> [What you have to do] Repeat every entry exactly. Leave nothing out.

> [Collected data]
PR #701, opened 2015-04-22
Support convention of "latest" version

crisptrutski:
Refs jspm/npm#34

@guybedford so github and npm endpoints would be updated to return things like `{versions: [...], latest: 'master'}`

Passing in `options`, rather than `latestVersion` directly, to anticipate `--edge` option.

### DIFF
--- a/lib/package.js
+++ b/lib/package.js
@@ -128,7 +128,8 @@ exports.lookup = function(pkg) {
     lookups[pkg.package] = lookup.versions;
 
     return function(version) {
-      var lookupObj = getVersionMatch(version, lookup.versions);
+      var options = {latestVersion: lookup.latest};
+      var lookupObj = getVersionMatch(version, lookup.versions, options);
       if (!lookupObj)
         return;
 
--- a/lib/package.js
+++ b/lib/package.js
@@ -128,8 +128,7 @@ exports.lookup = function(pkg) {
     lookups[pkg.package] = lookup.versions;
 
     return function(version) {
-      var options = {latestVersion: lookup.latest};
-      var lookupObj = getVersionMatch(version, lookup.versions, options);
+      var lookupObj = getVersionMatch(version, lookup.versions, {latestVersion: lookup.latest});
       if (!lookupObj)
         return;
 
@@ -175,12 +174,15 @@ function getVersionMatch(pkgVersion, versions, options) {
     var latest = options && options.latestVersion && versions[options.latestVersion];
     if (latest && latest.stable !== false) return latest;
     stableVersions.sort(compareDesc);
-    if (stableVersions[0]) return versions[stableVersions[0]];
+    if (stableVersions[0])
+      return versions[stableVersions[0]];
 
     if (latest) return latest;
     unstableVersions.sort(compareDesc);
-    if (unstableVersions[0]) return versions[unstableVersions[0]];
-  } else {
+    if (unstableVersions[0])
+      return versions[unstableVersions[0]];
+  }
+  else {
     var i, ver;
     stableVersions.sort(compareDesc);
     // find highest stable match in tags
--- a/lib/package.js
+++ b/lib/package.js
@@ -187,13 +187,13 @@ function getVersionMatch(pkgVersion, versions, options) {
     for (i = 0; i < stableVersions.length; i++) {
       ver = stableVersions[i];
       if (semver.match(pkgVersion, ver))
-        return ver;
+        return versions[ver];
     }
     unstableVersions.sort(compareDesc);
     for (i = 0; i < unstableVersions.length; i++) {
       ver = unstableVersions[i];
       if (semver.match(pkgVersion, ver))
-        return ver;
+        return versions[ver];
     }
     // finally check for an exact tag match
     if (versions[pkgVersion])
--- a/lib/package.js
+++ b/lib/package.js
@@ -140,66 +140,64 @@ exports.lookup = function(pkg) {
 };
 
 exports.getVersionMatch = getVersionMatch;
-function getVersionMatch(pkgVersion, versions) {
+function getVersionMatch(pkgVersion, versions, options) {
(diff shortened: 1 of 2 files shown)


lib/package.js
```diff
@@ -128,7 +128,8 @@ exports.lookup = function(pkg) {
     lookups[pkg.package] = lookup.versions;
 
     return function(version) {
-      var lookupObj = getVersionMatch(version, lookup.versions);
+      var options = {latestVersion: lookup.latest};
```
guybedford: Inline!

lib/package.js
```diff
@@ -140,66 +141,64 @@ exports.lookup = function(pkg) {
...
-  // next try an unstable version range match in tags then branches
-  for (var j = 0; j < versionList.length; j++) {
-    if (semver.match(pkgVersion, versionList[j]))
-      return versions[versionList[j]];
-  }
-  for (var k = 0; k < exactVersions.length; k++) {
-    if (semver.match(pkgVersion, exactVersions[k]))
-      return versions[exactVersions[k]];
+    var latest = options && options.latestVersion && versions[options.latestVersion];
+    if (latest && latest.stable !== false) return latest;
```
guybedford: newline

lib/package.js
```diff
@@ -140,66 +141,64 @@ exports.lookup = function(pkg) {
...
+    stableVersions.sort(compareDesc);
+    if (stableVersions[0]) return versions[stableVersions[0]];
```
guybedford: and again

lib/package.js
```diff
@@ -140,66 +141,64 @@ exports.lookup = function(pkg) {
...
+
+    if (latest) return latest;
+    unstableVersions.sort(compareDesc);
+    if (unstableVersions[0]) return versions[unstableVersions[0]];
+  } else {
```
guybedford: Prefer the `}\n else {` convention here.

guybedford:
Because of the GitHub issue, I'm wondering if we shouldn't just do:

* `latestVersion` installed whenever a range is not given.
* Have a separate `edgeVersion` reference.
* Ignore whether latest or edge is stable itself.
* When installing into a range, just follow normal semver rules.

Then if endpoints don't set `latestVersion` or `edgeVersion`, we default to semver orderings again, so that endpoints don't have to opt-in and we maintain backwards-compatibility.

guybedford:
The GitHub issue being https://github.com/jspm/github/pull/43#issuecomment-95160107.

crisptrutski:
That does simplify behaviour quite a bit, not sure which I prefer

* latestVersion installed whenever a range is not given.

Guessing that if neither latestVersion or range is given, we fall back to `stables[0] || unstable[0]`

* Have a separate `edgeVersion` 

This means sorting version earlier, in the endpoint, so more work in more places, more code. Not a major objection

* Ignore whether latest or edge is stable itself 

This seems redundant with first bullet point? OK

guybedford:
All the above sound right, yes. Are there cases in the current logic that would be handled better than the simplified logic above?

guybedford:
We probably do still need to take into account the stability of `latestVersion` because GitHub master should not take preference to 1.0.0. So we probably retain most of the existing logic for unstable latest handling.

crisptrutski:
@guybedford sounds like you're happy for merge?

Will extend to handle `--edge` in a separate PR

lib/package.js
```diff
@@ -140,66 +140,67 @@ exports.lookup = function(pkg) {
...
-      return versions.master;
-    return versions[versionList[0] || exactVersions[0]];
-  }
-
-  // next try an unstable version range match in tags then branches
-  for (var j = 0; j < versionList.length; j++) {
-    if (semver.match(pkgVersion, versionList[j]))
-      return versions[versionList[j]];
+    var latest = options && options.latestVersion && versions[options.latestVersion];
+    if (latest && latest.stable !== false) return latest;
```
guybedford: newline please

guybedford: Perhaps we should take into account default stability as well here - `1.0.0-beta` is not stable, even if latest, unless explicitly overriden?

lib/package.js
```diff
@@ -140,66 +140,67 @@ exports.lookup = function(pkg) {
...
+    stableVersions.sort(compareDesc);
+    if (stableVersions[0])
+      return versions[stableVersions[0]];
+
+    if (latest) return latest;
```
guybedford: newline

lib/package.js
crisptrutski: Makes sense

crisptrutski:
@guybedford this should handle the non-edge cases, while start on second PR now

lib/package.js
```diff
@@ -140,66 +140,89 @@ exports.lookup = function(pkg) {
...
     pkgVersion = decodeURIComponent(pkgVersion);
 
-  var latestPre;
-  var versionList = [];
-  var exactVersions = [];
+  var version;
+  var stableVersions = [];
+  var unstableVersions = [];
+  var exactStableVersions = [];
+  var exactUnstableVersions = [];
```
guybedford: For clarity, would it make sense to call these - `stableSemvers`, `unstableSemvers`, `stableTags`, `unstableTags`?

guybedford:
Looking good.

guybedford:
What do you mean a second PR? For which features?

lib/package.js
crisptrutski: Not sure about `tags`. `(un)stableOther` perhaps?

crisptrutski:
The `--edge` behaviour #753

lib/package.js
guybedford: Why not tags?

guybedford:
Great! :+1: pending naming.

lib/package.js
guybedford: `stableSemver`, `unstableSemvers`, `stableExact`, `unstableExact`?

> [Task solution]
PR #701, opened 2015-04-22
Support convention of "latest" version

crisptrutski:
Refs jspm/npm#34

@guybedford so github and npm endpoints would be updated to return things like `{versions: [...], latest: 'master'}`

Passing in `options`, rather than `latestVersion` directly, to anticipate `--edge` option.

### DIFF
--- a/lib/package.js
+++ b/lib/package.js
@@ -128,7 +128,8 @@ exports.lookup = function(pkg) {
     lookups[pkg.package] = lookup.versions;
 
     return function(version) {
-      var lookupObj = getVersionMatch(version, lookup.versions);
+      var options = {latestVersion: lookup.latest};
+      var lookupObj = getVersionMatch(version, lookup.versions, options);
       if (!lookupObj)
         return;
 
--- a/lib/package.js
+++ b/lib/package.js
@@ -128,8 +128,7 @@ exports.lookup = function(pkg) {
     lookups[pkg.package] = lookup.versions;
 
     return function(version) {
-      var options = {latestVersion: lookup.latest};
-      var lookupObj = getVersionMatch(version, lookup.versions, options);
+      var lookupObj = getVersionMatch(version, lookup.versions, {latestVersion: lookup.latest});
       if (!lookupObj)
         return;
 
@@ -175,12 +174,15 @@ function getVersionMatch(pkgVersion, versions, options) {
     var latest = options && options.latestVersion && versions[options.latestVersion];
     if (latest && latest.stable !== false) return latest;
     stableVersions.sort(compareDesc);
-    if (stableVersions[0]) return versions[stableVersions[0]];
+    if (stableVersions[0])
+      return versions[stableVersions[0]];
 
     if (latest) return latest;
     unstableVersions.sort(compareDesc);
-    if (unstableVersions[0]) return versions[unstableVersions[0]];
-  } else {
+    if (unstableVersions[0])
+      return versions[unstableVersions[0]];
+  }
+  else {
     var i, ver;
     stableVersions.sort(compareDesc);
     // find highest stable match in tags
--- a/lib/package.js
+++ b/lib/package.js
@@ -187,13 +187,13 @@ function getVersionMatch(pkgVersion, versions, options) {
     for (i = 0; i < stableVersions.length; i++) {
       ver = stableVersions[i];
       if (semver.match(pkgVersion, ver))
-        return ver;
+        return versions[ver];
     }
     unstableVersions.sort(compareDesc);
     for (i = 0; i < unstableVersions.length; i++) {
       ver = unstableVersions[i];
       if (semver.match(pkgVersion, ver))
-        return ver;
+        return versions[ver];
     }
     // finally check for an exact tag match
     if (versions[pkgVersion])
--- a/lib/package.js
+++ b/lib/package.js
@@ -140,66 +140,64 @@ exports.lookup = function(pkg) {
 };
 
 exports.getVersionMatch = getVersionMatch;
-function getVersionMatch(pkgVersion, versions) {
+function getVersionMatch(pkgVersion, versions, options) {
(diff shortened: 1 of 2 files shown)


lib/package.js
```diff
@@ -128,7 +128,8 @@ exports.lookup = function(pkg) {
     lookups[pkg.package] = lookup.versions;
 
     return function(version) {
-      var lookupObj = getVersionMatch(version, lookup.versions);
+      var options = {latestVersion: lookup.latest};
```
guybedford: Inline!

lib/package.js
```diff
@@ -140,66 +141,64 @@ exports.lookup = function(pkg) {
...
-  // next try an unstable version range match in tags then branches
-  for (var j = 0; j < versionList.length; j++) {
-    if (semver.match(pkgVersion, versionList[j]))
-      return versions[versionList[j]];
-  }
-  for (var k = 0; k < exactVersions.length; k++) {
-    if (semver.match(pkgVersion, exactVersions[k]))
-      return versions[exactVersions[k]];
+    var latest = options && options.latestVersion && versions[options.latestVersion];
+    if (latest && latest.stable !== false) return latest;
```
guybedford: newline

lib/package.js
```diff
@@ -140,66 +141,64 @@ exports.lookup = function(pkg) {
...
+    stableVersions.sort(compareDesc);
+    if (stableVersions[0]) return versions[stableVersions[0]];
```
guybedford: and again

lib/package.js
```diff
@@ -140,66 +141,64 @@ exports.lookup = function(pkg) {
...
+
+    if (latest) return latest;
+    unstableVersions.sort(compareDesc);
+    if (unstableVersions[0]) return versions[unstableVersions[0]];
+  } else {
```
guybedford: Prefer the `}\n else {` convention here.

guybedford:
Because of the GitHub issue, I'm wondering if we shouldn't just do:

* `latestVersion` installed whenever a range is not given.
* Have a separate `edgeVersion` reference.
* Ignore whether latest or edge is stable itself.
* When installing into a range, just follow normal semver rules.

Then if endpoints don't set `latestVersion` or `edgeVersion`, we default to semver orderings again, so that endpoints don't have to opt-in and we maintain backwards-compatibility.

guybedford:
The GitHub issue being https://github.com/jspm/github/pull/43#issuecomment-95160107.

crisptrutski:
That does simplify behaviour quite a bit, not sure which I prefer

* latestVersion installed whenever a range is not given.

Guessing that if neither latestVersion or range is given, we fall back to `stables[0] || unstable[0]`

* Have a separate `edgeVersion` 

This means sorting version earlier, in the endpoint, so more work in more places, more code. Not a major objection

* Ignore whether latest or edge is stable itself 

This seems redundant with first bullet point? OK

guybedford:
All the above sound right, yes. Are there cases in the current logic that would be handled better than the simplified logic above?

guybedford:
We probably do still need to take into account the stability of `latestVersion` because GitHub master should not take preference to 1.0.0. So we probably retain most of the existing logic for unstable latest handling.

crisptrutski:
@guybedford sounds like you're happy for merge?

Will extend to handle `--edge` in a separate PR

lib/package.js
```diff
@@ -140,66 +140,67 @@ exports.lookup = function(pkg) {
...
-      return versions.master;
-    return versions[versionList[0] || exactVersions[0]];
-  }
-
-  // next try an unstable version range match in tags then branches
-  for (var j = 0; j < versionList.length; j++) {
-    if (semver.match(pkgVersion, versionList[j]))
-      return versions[versionList[j]];
+    var latest = options && options.latestVersion && versions[options.latestVersion];
+    if (latest && latest.stable !== false) return latest;
```
guybedford: newline please

guybedford: Perhaps we should take into account default stability as well here - `1.0.0-beta` is not stable, even if latest, unless explicitly overriden?

lib/package.js
```diff
@@ -140,66 +140,67 @@ exports.lookup = function(pkg) {
...
+    stableVersions.sort(compareDesc);
+    if (stableVersions[0])
+      return versions[stableVersions[0]];
+
+    if (latest) return latest;
```
guybedford: newline

lib/package.js
crisptrutski: Makes sense

crisptrutski:
@guybedford this should handle the non-edge cases, while start on second PR now

lib/package.js
```diff
@@ -140,66 +140,89 @@ exports.lookup = function(pkg) {
...
     pkgVersion = decodeURIComponent(pkgVersion);
 
-  var latestPre;
-  var versionList = [];
-  var exactVersions = [];
+  var version;
+  var stableVersions = [];
+  var unstableVersions = [];
+  var exactStableVersions = [];
+  var exactUnstableVersions = [];
```
guybedford: For clarity, would it make sense to call these - `stableSemvers`, `unstableSemvers`, `stableTags`, `unstableTags`?

guybedford:
Looking good.

guybedford:
What do you mean a second PR? For which features?

lib/package.js
crisptrutski: Not sure about `tags`. `(un)stableOther` perhaps?

crisptrutski:
The `--edge` behaviour #753

lib/package.js
guybedford: Why not tags?

guybedford:
Great! :+1: pending naming.

lib/package.js
guybedford: `stableSemver`, `unstableSemvers`, `stableExact`, `unstableExact`?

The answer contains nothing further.